> [AVAILABLE RECORDS]
PR #465, opened 2023-06-14
Handle `SIGCHLD` from the parent's side

pvdrz:
This PR uses the new `waitpid` API to check for status changes on the monitor when the parent process receives `SIGCHLD`. The parent process used to wait for any messages arriving via the backchannel when `SIGCHLD` but this can be unreliable if the monitor unexpectedly exits and the other side of the backchannel is dropped.

This is another chunk of #363

**Pull Request Checklist**

### DIFF
--- a/sudo/lib/exec/parent.rs
+++ b/sudo/lib/exec/parent.rs
@@ -8,7 +8,7 @@ use signal_hook::consts::*;
 use crate::log::user_error;
 use crate::system::signal::{SignalAction, SignalHandler};
 use crate::system::term::Pty;
-use crate::system::wait::{waitpid, WaitError, WaitOptions, WaitPid};
+use crate::system::wait::{waitpid, WaitError, WaitOptions};
 use crate::system::{chown, fork, Group, User};
 use crate::system::{getpgid, interface::ProcessId, signal::SignalInfo};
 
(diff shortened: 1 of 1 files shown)


sudo/lib/exec/parent.rs
```diff
@@ -212,15 +216,41 @@ impl ParentClosure {
             }
         }
     }
+
+    /// Handle changes to the monitor status.
+    fn handle_sigchld(&mut self) {
+        const OPTS: WaitOptions = WaitOptions::new().all().untraced().no_hang();
+
+        let (pid, status) = loop {
+            match waitpid(WaitPid::any(), OPTS) {
```
japaric, line 225: not having too clear the parent/child relationship between the original sudo process, the PTY monitor/relay and the exec'd command, could this result in a different process (not the monitor) being returned here?

given the 
> // FIXME: what other child could we have?

question below. perhaps this loop could be guarded by an `if let Some(monitor_pid) = self.monitor_pid` and `waitpid` should use `monitor_pid` as its argument. that this, this function should only check if the monitor_pid child has finished until there's a need for executing logic when a different child returns / stops?

sudo/lib/exec/parent.rs
```diff
@@ -212,15 +216,41 @@ impl ParentClosure {
...
+                Err(WaitError::Io(err)) if was_interrupted(&err) => {}
+                Err(_) => return,
```
japaric, line 227: I guess this branch reachable because one can send fake SIGCHLD using `kill`? "fake" as in not associated to a child exiting / stopping. perhaps that would be worthwhile to mention as a comment

sudo/lib/exec/parent.rs
```diff
@@ -212,15 +216,41 @@ impl ParentClosure {
...
+        }
+    }
 }
 
 impl EventClosure for ParentClosure {
     type Break = ParentMessage;
 
-    fn on_signal(&mut self, info: SignalInfo, dispatcher: &mut EventDispatcher<Self>) {
+    fn on_signal(&mut self, info: SignalInfo, _dispatcher: &mut EventDispatcher<Self>) {
+        if self.monitor_pid.is_none() {
```
japaric, line 248: maybe this could be `let Some(monitor_pid) = self.monitor_pid else { return }` and then you can pass that `monitor_pid` binding into `handle_sigchld`. following the previous idea of calling `waitpid(monitor_pid)` in `handle_sigchld`

japaric (approved):
left some suggestions but this LGTM.

sudo/lib/exec/parent.rs
pvdrz: mmm... the parent sudo process (aka the original sudo process) forks to create the monitor and eventually the monitor forks to create the command.

There shouldn't be any reason for us to `waitpid` from the parent and receive a status update for other process than the monitor. The only case that comes to mind is if we implement interception where the parent process forks to create other processes.

We could do the `if let Some(monitor_pid)` thing but we already do that in the `on_signal` function so I didn't want to do it twice. Maybe `handle_sigchld` should receive the `monitor_pid` as a parameter instead idk.

sudo/lib/exec/parent.rs
pvdrz: Yeah that should only happen if we receive SIGCHLD and no child process has a status update to report, it could be someone sending SIGCHLD to us or if some "race" happens. I'm not sure how common the latter is but I'd consider it should be very rare.

sudo/lib/exec/parent.rs
pvdrz: yes! I was thinking the same thing :)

> [WHAT YOU SHOULD DO] Among the records above, find the lines where the word "loop" appears and copy them.

> [OUTPUT FOR THIS EXERCISE]
+        let (pid, status) = loop {
question below. perhaps this loop could be guarded by an `if let Some(monitor_pid) = self.monitor_pid` and `waitpid` should use `monitor_pid` as its argument. that this, this function should only check if the monitor_pid child has finished until there's a need for executing logic when a different child returns / stops?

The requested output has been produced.